(Saved data entries)
┄┄┄┄┄┄
PR #4391, opened 2018-11-02
docs: Add diagram showing the relationships between source concepts

p12tic:
Add the diagram visually documenting the relationships between source concepts to the "Source Stamps" section in the "Concepts" chapter. This documents the current situation and is not related my proposal of enhancing project support in config files and the frontend.

changes


p12tic:
By the way, would you agree to merge the Concepts chapter with Introduction. It seems that both of them talk about the same thing and duplicate each other in various ways.

tardyp:
Looks good. 
I think it is good to have a simple introduction chapter, and a more detailed Concepts chapter.

It does not hurt to rephrase the introduction chapter in concepts IMHO. learning is about repetition.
┄┄┄┄┄┄
PROBLEM | Verbatim output is expected for the lines from the start of the data to the line in which "By the way, would" appears, both included.

THE ANSWER |
PR #4391, opened 2018-11-02
docs: Add diagram showing the relationships between source concepts

p12tic:
Add the diagram visually documenting the relationships between source concepts to the "Source Stamps" section in the "Concepts" chapter. This documents the current situation and is not related my proposal of enhancing project support in config files and the frontend.

changes


p12tic:
By the way, would you agree to merge the Concepts chapter with Introduction. It seems that both of them talk about the same thing and duplicate each other in various ways.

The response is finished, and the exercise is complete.